Сына же, Костика, томило, беспокоило другое — что с ним произошло, почему он не властен даже над самим собою, почему делает то, чего иной раз не хотел бы делать? Вот и вчера… Все хорошо было, пока не увидел на лугу у цыганского табора Тасю. А увидел — будто подменил его кто… Сейчас за то, вчерашнее, было стыдно, досада брала. Костик корил себя, готов был провалиться сквозь землю. А вчера-то… Все казалось правильным, только так, а не иначе он мог поступить…
«Чудно, вот уж чудно, — думал, шагая по мшистой тропинке, Костик. — Что это со мной?.. Вроде как помрачение нашло, как в виру меня закрутило. Крутит и крутит, несет и несет, а куда — не скажешь, потому что знать не знаешь. Неужели сам я во всем виноват?

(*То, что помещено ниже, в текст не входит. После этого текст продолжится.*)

PR #577, opened 2018-02-26
build(test): Avoid posting happo comment when no diffs

trotzig:
I've noticed that the comment posted from the happo-ci.sh script can be
noisy, especially for PRs that are pushed to/rebased many times. By
silencing out the comment so that it's only posted when there are one or
more diffs/added/deleted we can avoid noise in many cases.

### DIFF
--- a/scripts/happo-ci.sh
+++ b/scripts/happo-ci.sh
@@ -68,13 +68,13 @@ run-happo "$CURRENT_SHA"
 
 # Compare reports from the two SHAs.
 COMMIT_SUBJECT="$(git show -s --format=%s)"
-SUMMARY=$(npm run --silent happo compare "$PREVIOUS_SHA" "$CURRENT_SHA" \
-  --link "$PR_URL" --message "$COMMIT_SUBJECT" || true)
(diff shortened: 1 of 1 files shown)


brentertz:
Hello @trotzig and thanks for the PR.

The Happo comments do get a bit noisy in the scenario that you mentioned.  I still believe that creating a GitHub status check would be the ideal.  This way, the Happo status would always be in one place and always up to date.  https://developer.github.com/v3/repos/statuses/

Your suggested update seems like a reasonable stop-gap.  What is lost however is the knowledge that the Happo tests actually ran successfully.

trotzig:
> The Happo comments do get a bit noisy in the scenario that you mentioned. I still believe that creating a GitHub status check would be the ideal. This way, the Happo status would always be in one place and always up to date. https://developer.github.com/v3/repos/statuses/

Agreed. It's on my radar.

> Your suggested update seems like a reasonable stop-gap. What is lost however is the knowledge that the Happo tests actually ran successfully.

Yeah, although the whole test run would fail if the happo script failed.

brentertz:
True, I suppose the build would fail in that scenario.

PR #581, opened 2018-03-07
[Select] Add new component

### LINKED ISSUE #469: [Select] component
As a user, I would like to consume a Select component that can be used on it's own, in a form or as a part of a bigger component. 

**AC**
1. works inside form field
1. update component status
1. variants (needs design: see below)
1. placeholder (null-state, unselected, other options)
1. Controlled vs. uncontrolled
1. Keyboard nav
  - Open/up/down/select/clear
1. A11y

**MVP:**
* Placeholder
* States - hover, focus, etc
* Controlled/uncontrolled
* Uses Dropdown/Popover/Menu components
* Keyboard nav
  * open/close and navigate menu
  * Simplified typeahead
* Works in FormField
* Variants
* Disabled
* ReadOnly
* Sizes

**NOT MVP:**
* Multiple item selection
* Tagging
* Input typeahead filtering
* Native select
* Avatars
* Render props
* Custom item renderer for root item

**other considerations**
* Type-ahead in the text field (auto-complete?)
* Tags (probably it's own component first)
* Multi-select (should this be another story?)
* Simple HTML select
* arrow directions

**Design Resource:**
* basic: https://ca.invisionapp.com/d/main#/console/11070131/250301744/preview

### LINKED ISSUE #582: [website] duplication on component status
Grid is so nice, we list it twice...on the component status page.

brentertz:
### Description

This PR is primarily for an MVP Select component, which provides the basic functionality of a standard HTML select component, and more.  It does not currently support searching/filtering, or multiple selection, but these are likely to be added in the future.  We are also likely to introduce render props to allow increased rendering flexibility.

* Add new Select component
* Close Select, Dropdown, Popover on blur outside component
* Adds type-ahead support to Dropdown
* Menu and Dropdown now support both flat and hierarchical data prop
* Automatic RTL based placement adjustment for Select, Dropdown, Popover, Tooltip
* Fix issue in Firefox where Dropdown immediately reopens when select item using spacebar
* Update TextArea horizontal padding to match TextInput and Select

### Motivation and context

closes #469
closes #582

http://469-select--mineral-ui.netlify.com/

### How to test

1. Open the aforementioned preview or run it locally and review the new Select component and other features described above.

### Types of changes

### Checklist


package.json
```diff
@@ -48,7 +48,8 @@
   "dependencies": {
     "exenv": "1.2.2",
     "fontfaceobserver": "2.0.13",
-    "react-popper": "0.7.4"
+    "react-popper": "0.7.4",
+    "scroll-into-view-if-needed": "1.4.0"
```
kylegach: This updated to 1.5 already.

packages/mineral-ui-icons/src/IconArrowDropdownDown.js
```diff
@@ -0,0 +1,44 @@
+/**
+ * Copyright 2017 CA
```
Mikewaite: 2018?

src/Dropdown/Dropdown.js
```diff
@@ -147,67 +158,204 @@ export default class Dropdown extends Component<Props, State> {
...
-    return {
-      ...props,
-      'aria-activedescendant': isOpen
-        ? this.selectedItemId || `${contentId}-menu`
-        : undefined,
-      'aria-haspopup': true,
-      contentId,
-      onKeyDown: this.onTriggerKeyDown
-    };
+  getContentId = () => {
```
kylegach: Alphabetize methods?

src/Dropdown/DropdownContent.js
```diff
@@ -116,12 +118,14 @@ export default class DropdownContent extends Component<Props> {
       ...restProps
     };
 
-    const menuProps = {
-      id: `${id}-menu`,
-      data,
-      getItemProps,
-      role: 'menu'
-    };
+    const menuProps = composePropsWithGetter(
```
kylegach: Missing helpful comments.

src/Menu/Menu.js
```diff
@@ -72,8 +66,14 @@ export default function Menu({
   );
 }
 
+function isGroupedData(data) {
```
kylegach: Should this be exported and then referenced in Dropdown & Select (others)?

src/Menu/Menu.js
```diff
@@ -72,8 +66,14 @@ export default function Menu({
...
+  return data[0].hasOwnProperty('items');
+}
+
 function renderFromData(data, getItemProps) {
```
kylegach: This could be exported too.

packages/mineral-ui-icons/src/IconArrowDropdownDown.js
brentertz: Perhaps, but not right now...

package.json
brentertz: I saw that and will update.

src/Dropdown/Dropdown.js
brentertz: Maybe, but prolly not right now, unless everyone feels very strongly about it.  The methods are currently in a logical order wherein similar/related methods are grouped together.  During development, I found it much easier to work with as it avoided lots of jumping around.

src/Menu/Menu.js
brentertz: `renderFromData` logic is not duplicated anywhere that I can see.  It is similar but different from `getItems`.  Not sure there is anything to do here at present.

src/Menu/Menu.js
brentertz: Good suggestion.  I ended up moving `getItems` into Menu and importing it for use in Select/Dropdown.  This also meant that `isGroupedData` is no longer needed outside of Menu.

src/Dropdown/Dropdown.js
```diff
@@ -17,34 +17,55 @@
...
+   */
+  data: Items | ItemGroups,
+  /** @Private Function that returns props to be applied to each item */
+  getItemProps?: (props: Object, scope?: Object) => Object,
+  /** @Private Function that returns props to be applied to the menu */
+  getMenuProps?: (props: Object) => Object,
+  /** @Private Function that returns props to be applied to the trigger */
+  getTriggerProps?: (props: Object) => Object,
+  /** Index of the highlighted item. For use with controlled components. */
+  highlightedIndex?: number,
```
VictoriaVasys: It seems inconsistent for `highlightedIndex` to use an index and `selectedItem` to use an Item.

src/Select/Select.js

А может… Тася?..»
* * *
Николай с Костиком уже кончали огораживать поляну, когда из кустов неожиданно вынырнул лесник Евхим Бабай. Не здороваясь, хмуро прошелся туда-сюда по поляне, потом остановился, широко расставив короткие, в обтерханных о сучья и валежник сапогах ноги, посмотрел на просо, которое густой зеленой щеткой драло землю, на свежую, только что из-под топора жердяную ограду, молча достал из кожаной сумки, перекинутой через плечо, бумагу, карандаш, прогундосил:
— Ну что ж, акт будем составлять.
— Какой акт? — будто ничего не понял, наершился Николай.
— А такой. Срублено двадцать семь молодых березок и сосенок. Это одно. Выдрано с корнем больше двух сотен молодняка. Не сейчас, известно, а весной, когда засевалась поляна. Это два. Может, хватит на один акт?

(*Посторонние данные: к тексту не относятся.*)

PR #610, opened 2018-03-13
WIP: remove what looks like unnecessary redirecting

coldpour:
can anyone remember why we have these redirects in the router? they seem unnecessary and are confusing me.

### DIFF
--- a/src/website/app/App.js
+++ b/src/website/app/App.js
@@ -119,27 +119,13 @@ class App extends Component<Props> {
     }
   }
 
-  componentDidUpdate(prevProps) {
-    if (canUseDOM && this.props.location !== prevProps.location) {
-      global.window.scrollTo(0, 0);
-    }
-  }
-
   render() {
     const { demoRoutes } = this.props;
 
     return (
       <ThemeProvider theme={siteTheme}>
         <div>
-          <Switch>
-            <Route
-              exact
-              strict
-              path="/:url*"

И Евхим Бабай поднял свои белесые, почти без ресниц глаза, уставился на Николая. Да так хищно, зло, что Николай аж передернулся, растерялся, не знал, что ответить. А Бабай не унимался, наступал:
— Ты думаешь, коли Иван в начальстве, так тебе все дозволено, все можно? Э нет, брат. Составлю акт — никто не выручит. Перед законом все равны.
— Дак составляй, составляй, — сказал вдруг, словно подзадоривая, тихо, очень даже тихо, почти шепотом Николай, сам даваясь диву, откуда у него этот мирный, спокойный тон. — Чего ж ты грозишься, а не составляешь?
— И составлю! — как от спички, вспыхнул, завелся Бабай.
— Составь! Да только…
— Что «только»?
— Только ведь и я молчать не буду. Я тоже составлю…
— Что ты составишь?
— Акт.
— Акт? Какой акт?
— Узнаешь, когда позовут.
— За что это меня позвать могут?
— Тебя? Х-хе! Думаешь, все слепые, глухие, ничего не видят, не слышат?
— На что намекаешь? — прошипел, как гусак, Бабай. Ноздри у него раздулись, расширились, глаза превратились в щелки, а в разинутом рту заворочался, забился о желтые зубы слюнявый мясистый язык.